我汗颜,其实我当时就随便那么一说,是套话来着。
“有时,不经意的一句话,会改写另一个人的人生。我两次生命的转折都源自你漫不经心的一句话,谁能说我们没缘分?”
“……”
嗯,眼下保住小命和自由是关键。
聂荣告诉我,城里起了风沙,百姓都躲入了地窖,我暂时躲在这里应该不会有危险。
“那你去哪里?现在出去,不会有危险吗?”
“荆姑娘不用担心,城中有穿行密道,很安全。”
“哦,那就好。”想了想我又问,“风沙什么时候能停?还有,你说我什么时候走比较靠谱?”
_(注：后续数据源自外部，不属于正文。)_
PR #3, opened 2016-07-25
Port some build and troubleshooting docs from the h repo

nickstenning:
Copies across (with some tweaks) the documentation from the old repository.

### DIFF
--- a/docs/building.md
+++ b/docs/building.md
@@ -1,0 +1,51 @@
+Building the extension
+======================
+
+This document describes how to build the browser extension and load it into your
+browser.
+
+Installing the dependencies
+---------------------------
+
+You should have [Node v4.x][node4] installed.
+
+Before continuing, install the development dependencies by running the following
+at the root of the repository:
+
+    $ npm install
+
+[node4]: https://nodejs.org/en/download/
+
+Building the extension
+----------------------
+
+The extension build is configured by a JSON settings file, some examples of
+which are supplied in the `settings/` directory. To build the extension, you
+simply run `make`. To build the extension in its default configuration (a Chrome
+development build), run:
+
+    $ make
+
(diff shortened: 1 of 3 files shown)


docs/troubleshooting.md
```diff
@@ -0,0 +1,34 @@
+Troubleshooting
+---------------
+
+Here are some errors you might encounter while developing the extension, and
```
robertknight: This is fine, although I'll note that these are all conditions that could be checked quite easily in the code that handles the injection. So we could potentially display a useful error page to developers (via the existing help page system) rather than having errors hidden away in the console.

docs/building.md
```diff
@@ -0,0 +1,50 @@
...
+development build), run:
+
+    $ make
+
+To build the extension from an alternate settings file, simply specify the
+`SETTINGS_FILE` variable when running `make`:
+
+    $ make SETTINGS_FILE=settings/chrome-prod.json
+
+This will build a production extension.
```
robertknight: I think we should be a little clearer here about what a "production extension" means, since it is the easiest way to build a customized version of the client.  Perhaps: "This will build a Chrome extension that uses the main Hypothesis web service."

docs/troubleshooting.md
nickstenning: Ok, good to know.

docs/building.md
nickstenning: Added a line to that effect.

docs/troubleshooting.md
nickstenning: FWIW I didn't write these -- I was just porting the docs so we don't lose them.

robertknight:
LGTM. There are some areas that would be good to expand on in future, such as how to use the Firefox extension.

聂荣道:“这风沙罕见,来得突然,可能一时半会儿停不了。荆姑娘且安心,聂荣定救姑娘出去。”
额……那就最好了,不过感觉好像有点占人便宜……
听了我的话,聂荣竟脸红了,只是脸皮黑,倒也看不大出来,“姑娘哪里话?能为姑娘效劳是聂荣的福分……只是还要委屈姑娘几日。”
我摆手说不急。
聂荣时间不多,解了我的疑惑,又殷殷嘱咐了我几句该注意的,他便风一般消失在了我视线里。
地窖里有火把,不黑,只是有些寂寞。我探了探墙角深处,那里竟有张床,床上有被子,看上去是全新的。我裹了被子缩进墙角,*什么的还是太敏感了呜……
一个人时总是寂寞难耐的,尤其在此刻,外面狂风大作风沙漫天。地窖的隔音效果倒是好,我只听见了小小的呜呜风声,像小孩子在哭……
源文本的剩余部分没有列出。